パーティ等で受け取る祝儀収入の取扱いは?
パーティ等で得意先等から受け取る祝儀収入の取扱いですが、雑収入として処理し、交際費等からは控除できません。
国税庁HPタックスアンサー№5261に取扱いが記載されていますので紹介します。
(下線部は筆者による)
記念式典に要した交際費等の金額
Q1
当社は、創立10周年式典を行うに当たって、得意先を招待しました。式典にかかった宴会費(1人当たり5,000円を超えるものです。)、交通費及び記念品代の費用の総額は1,000万円ですが、得意先から祝儀として100万円いただきました。

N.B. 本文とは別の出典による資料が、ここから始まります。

PR #4346, opened 2018-02-15
Fix error messages for incompatible arrays

niboshi:
Now that `ideep.mdarray` is introduced, current error message is not preciese.


okuta:
LGTM!

PR #4348, opened 2018-02-15
Cast to int type in split_axis

okuta:
Fix bug when we use Python3 with iDeep.


niboshi:
In which case it causes the problem?
Can you add a test case?

okuta:
Already default test is broken in my environment.

okuta:
I added test.

niboshi:
LGTM!

PR #6284, opened 2019-02-18
Unwrap ChainerX connected array from `Variable`

### LINKED ISSUE #6279: Get chainerx.ndarray with nodes from Variable
Support optimized backproppable calculation by unwrapping chainerx variables and directly manipulate arrays.

niboshi:
Fixes #6279 
Introduces `Variable.chx_view()` which returns a view (`chx.ndarray`) of the original array.

### DIFF
--- a/chainer/variable.py
+++ b/chainer/variable.py
@@ -868,6 +868,25 @@ class Variable(object):
             self._has_chainerx_array = False
 
     @property
+    def chainerx_array(self):
+        """A view of the raw ChainerX array.
+
+        In contrary to :data:`Variable.array` which is always disconnected,
+        the array represented by this attribute may be connected to the
+        computational graph.
+
+        It is a view, so it has a distinct gradient from the original array.
+
+        If this attribute is queried on a :class:`Variable` with a non-ChainerX
+        array, :class:`ValueError` will be raised.
+        """
+        if not self._has_chainerx_array:
+            raise ValueError(
+                'chainerx_array is not available for Variable with '
+                'non-ChainerX array.')
+        return self._data[0].view()
+
+    @property
     def data(self):
         # type: () -> tp.Optional[types.NdArray]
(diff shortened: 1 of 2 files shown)


chainer/variable.py
```diff
@@ -867,6 +867,24 @@ def array(self, d):
             self._data[0] = d
             self._has_chainerx_array = False
 
+    def chx_view(self):
```
hvy: Could you clarify why it's returning a view?

niboshi: If it is not, `var.chx_view().require_grad()` would affect the original array, making `var` in an invalid state.

hvy: Thanks for the explanation.

hvy: How about not abbreviating chainerx -> chx and name it `chainerx_view`? This is more consistent with other APIs.

niboshi: Changed to `chainex_array` after discussion. We may consider changing `chainerx` to `chx` throughout the Chainer code afterwards (e.g. `to_chainerx` -> `to_chx`).

hvy:
jenkins, test this please.

tests/chainer_tests/test_variable.py
```diff
@@ -2968,4 +2968,84 @@ def test_backward_cpu_lazy_grad_sum(self):
...
+        else:
+            y_arr.backward()
+
+        # x.grad is set
+        assert x.grad is not None
+        chainerx.testing.assert_array_equal_ex(
+            chainerx.array([2, 4], np.float32), x.grad)
+
+
+class TestVariableChainerxArrayView(unittest.TestCase):
```
hvy: We need the ChainerX attribute `@attr.chainerx` here.

hvy:
jenkins, test this please.

hvy:

PR #6285, opened 2019-02-18
Use some latest features for the WaveNet example

mitmul:
Replace Convolution2D with (k, 1)-size kernels with Convolution1D, etc.
And rename `__call__` methods to `forward`.


toslunar:
Are there other features to be used in the example?

toslunar:
Jenkins & flexCI, test this please.

PR #6289, opened 2019-02-18
Improve hook handling in backward

okuta:
I use #6263 

before
22.832 ms

after
21.415 ms

### DIFF
--- a/chainer/function_node.py
+++ b/chainer/function_node.py
@@ -1089,6 +1089,7 @@ def _backprop(outputs, inputs, grad_required, retain_grad, grads, loss_scale):
     ret_dict = {}
 
     is_debug = chainer.is_debug()
+    base_hooks = chainer.get_function_hooks().values()
     while candidate_funcs:
         func = pop_candidate()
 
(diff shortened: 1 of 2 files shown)


okuta:
jenkins, test this please.

chainer/function_node.py
```diff
@@ -1122,25 +1123,27 @@ def _backprop(outputs, inputs, grad_required, retain_grad, grads, loss_scale):
...
+            local_hooks = collections.OrderedDict(chainer.get_function_hooks())
+            local_hooks.update(func.local_function_hooks)
+            hooks = local_hooks.values()  # avoid six for performance
+        else:
+            hooks = base_hooks
 
-        in_data = tuple([x.data for x in func.inputs])
-        out_grad_data = tuple(
-            [None if g is None else g.data for g in gys])
+        in_data = [x.data for x in func.inputs]
```
mitmul: Is it OK not to use `array` attribute instead of `data`?

chainer/function_node.py
```diff
@@ -1122,25 +1123,27 @@ def _backprop(outputs, inputs, grad_required, retain_grad, grads, loss_scale):
...
+        out_grad_data = [None if g is None else g.data for g in gys]
```
mitmul: Ditto.

chainer/variable.py
```diff
@@ -1564,18 +1565,19 @@ def add_cand(cand):
         if not target_input_indexes:
             continue
 
-        in_data = tuple([x.data for x in inputs])
-        out_grad_array = tuple(
-            [None if g is None else g.array for g in out_grad])
-        hooks = chainer.get_function_hooks()
+        in_data = [x.data for x in inputs]
```
mitmul: Ditto.

chainer/function_node.py
toslunar: `x` is an instance of `VariableNode`, which only has `data`.

okuta:
jenkins, test this please.

chainer/function_node.py
mitmul: Oops, got it.

mitmul:
The error failed in the Jenkins jobs are irrelevant to this PR.

PR #6292, opened 2019-02-18
Improve performance of `using_device` for NumPy and Intel64 devices

niboshi:
1.86 us -> 0.54 us (only if `device` is either `CpuDevice` or `Intel64Device`).
```py
with chainer.using_device(device):
    pass
```


okuta:
jenkins, test this please.

okuta:
LGTM!

PR #6304, opened 2019-02-19
Forbid calling empty `Sequential`

### LINKED ISSUE #6303: Empty Sequential has different semantics than other cases
As you can see from below, an empty `chainer.Sequential()` has different semantics: it wraps an argument with a tuple and return it. If at least one built-in links or functions exist, it returns a single `Variable` object.

I think it's better to forbid calling an empty `Sequential`.

#### Code
```py
import numpy
import chainer

x = numpy.array([1, 2], numpy.float32)
seq = chainer.Sequential()
ret = seq(x)

print(ret)
print(type(ret))
print(type(ret[0]))
print()

seq = chainer.Sequential(F.tanh)
ret = seq(x)
print(type(ret))
```
#### Result
```
(array([1., 2.], dtype=float32),)
<class 'tuple'>
<class 'numpy.ndarray'>

<class 'chainer.variable.Variable'>
```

この場合、交際費等の額は、祝儀を控除した900万円でよいでしょうか。A1
式典費用の支出(開催者の交際費等)と祝儀の受領(参加者の交際費等)は別の行為と考えられますので式典費用の総額から祝儀を控除することはできません。したがって、1,000万円が交際費等の額となります。なお、祝儀の100万円は、雑収入として計上します。
(措法61の4、措令37の5、措通61の4(1)-15(1))
パーティ等の式典と祝儀を受け取ることは、別々の行為だと考えるのですね。
でも、何故わざわざこんなQ&Aを出しているのでしょうか?
相殺するとなぜいけないの?
パーティ等の費用と祝儀収入を相殺したとしても、利益の金額は同じですよね。
上記の設例だと、交際費1000万円―雑収入100万円=900万円(利益)
総額だろうと純額だろうと、どっちでも結果は変わりません。
なら問題なさそうですが、相殺すると何故いけないのでしょうか?
理由は、交際費の税金計算が変わるからです。
前述のように、交際費の金額のうち一定の限度額を超えると、超える部分の金額が経費となりません。
つまり税金がかかります。
となると、税金の計算では、交際費そのものの金額がいくらになるのか、とても重要になりますよね。
そこで、Q&Aで示すことで、人によって処理の仕方が変わらないようにしているのです。
二重課税や三重課税という問題もある
さて、ここで1つ問題が出てきます。
パーティ費用は交際費にして、祝儀収入は雑収入で処理します。
ここで、「二重課税」が発生していることにならないのでしょうか。
さらに、祝儀を持ってくる側(得意先等)も交際費処理となります。
となると、「三重課税」の恐れさえ出てきます。
専門家としては、ちょっと納得できませんが、今のところ控除できないということで、実務上も暗黙の了解となっています。
よく考えてみると、税金の二重課税問題はけっこう身近にありますね。
少しでも納税者にやさしい法律改正となるよう希望しています。